#### Available data:
──────
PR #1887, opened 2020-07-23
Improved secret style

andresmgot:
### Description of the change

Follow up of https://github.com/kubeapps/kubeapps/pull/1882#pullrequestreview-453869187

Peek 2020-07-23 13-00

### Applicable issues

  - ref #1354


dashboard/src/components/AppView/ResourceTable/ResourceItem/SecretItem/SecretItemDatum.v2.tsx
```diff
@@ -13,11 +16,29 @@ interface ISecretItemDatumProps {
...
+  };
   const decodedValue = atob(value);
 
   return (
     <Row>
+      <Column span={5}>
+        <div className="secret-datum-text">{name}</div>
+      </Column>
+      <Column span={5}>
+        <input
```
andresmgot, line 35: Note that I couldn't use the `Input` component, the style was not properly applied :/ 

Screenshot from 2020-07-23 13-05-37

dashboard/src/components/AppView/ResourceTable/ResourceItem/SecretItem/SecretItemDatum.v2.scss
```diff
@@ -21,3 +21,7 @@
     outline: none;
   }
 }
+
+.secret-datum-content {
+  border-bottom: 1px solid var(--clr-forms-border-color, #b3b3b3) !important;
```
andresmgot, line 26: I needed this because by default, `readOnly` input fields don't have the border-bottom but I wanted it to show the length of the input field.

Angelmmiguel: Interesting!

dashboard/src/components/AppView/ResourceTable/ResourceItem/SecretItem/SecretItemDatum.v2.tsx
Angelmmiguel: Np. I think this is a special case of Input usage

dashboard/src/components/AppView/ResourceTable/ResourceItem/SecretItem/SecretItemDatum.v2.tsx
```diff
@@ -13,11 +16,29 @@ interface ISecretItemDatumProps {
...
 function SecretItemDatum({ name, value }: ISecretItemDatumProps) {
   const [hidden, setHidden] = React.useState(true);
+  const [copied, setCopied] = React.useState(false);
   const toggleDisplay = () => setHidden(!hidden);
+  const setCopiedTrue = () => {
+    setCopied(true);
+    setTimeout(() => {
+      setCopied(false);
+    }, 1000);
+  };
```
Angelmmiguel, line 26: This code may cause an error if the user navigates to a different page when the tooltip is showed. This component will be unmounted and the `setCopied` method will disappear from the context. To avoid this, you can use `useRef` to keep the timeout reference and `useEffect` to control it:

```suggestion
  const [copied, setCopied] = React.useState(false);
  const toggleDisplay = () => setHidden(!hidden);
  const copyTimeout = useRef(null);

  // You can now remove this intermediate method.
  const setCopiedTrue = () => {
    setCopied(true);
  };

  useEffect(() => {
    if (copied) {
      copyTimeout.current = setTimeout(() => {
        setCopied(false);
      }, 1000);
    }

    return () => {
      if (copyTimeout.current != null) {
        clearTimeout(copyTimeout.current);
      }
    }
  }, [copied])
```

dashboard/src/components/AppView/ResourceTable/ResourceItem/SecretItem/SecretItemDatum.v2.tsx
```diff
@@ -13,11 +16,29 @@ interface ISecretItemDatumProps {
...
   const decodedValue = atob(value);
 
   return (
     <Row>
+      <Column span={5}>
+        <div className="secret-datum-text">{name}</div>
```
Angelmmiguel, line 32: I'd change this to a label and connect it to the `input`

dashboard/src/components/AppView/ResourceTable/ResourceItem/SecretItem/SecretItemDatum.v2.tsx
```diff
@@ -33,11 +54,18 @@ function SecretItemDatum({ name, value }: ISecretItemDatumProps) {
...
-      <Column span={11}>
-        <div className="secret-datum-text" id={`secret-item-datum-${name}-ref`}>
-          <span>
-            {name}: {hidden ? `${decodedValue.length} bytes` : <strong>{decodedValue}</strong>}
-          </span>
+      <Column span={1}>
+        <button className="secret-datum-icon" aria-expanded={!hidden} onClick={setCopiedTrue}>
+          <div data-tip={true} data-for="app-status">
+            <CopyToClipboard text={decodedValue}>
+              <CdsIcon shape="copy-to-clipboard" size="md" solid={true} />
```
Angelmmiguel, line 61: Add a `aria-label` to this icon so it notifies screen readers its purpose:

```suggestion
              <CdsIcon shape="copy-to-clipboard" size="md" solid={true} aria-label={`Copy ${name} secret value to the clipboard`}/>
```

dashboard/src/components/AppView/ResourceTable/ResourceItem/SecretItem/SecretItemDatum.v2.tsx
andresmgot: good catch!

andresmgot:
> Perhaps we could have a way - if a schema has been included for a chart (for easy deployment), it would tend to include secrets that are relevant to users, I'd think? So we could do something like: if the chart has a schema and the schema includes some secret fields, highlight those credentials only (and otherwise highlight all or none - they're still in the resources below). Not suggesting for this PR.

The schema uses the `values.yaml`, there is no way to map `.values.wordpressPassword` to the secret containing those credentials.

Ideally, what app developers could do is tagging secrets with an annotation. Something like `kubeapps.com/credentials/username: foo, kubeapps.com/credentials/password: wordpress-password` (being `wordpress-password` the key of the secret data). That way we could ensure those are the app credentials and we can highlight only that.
──────
#### Task to carry out:
Among the lines above, some may include the string "const"; state how many, and nothing more.

#### Exercise output:
10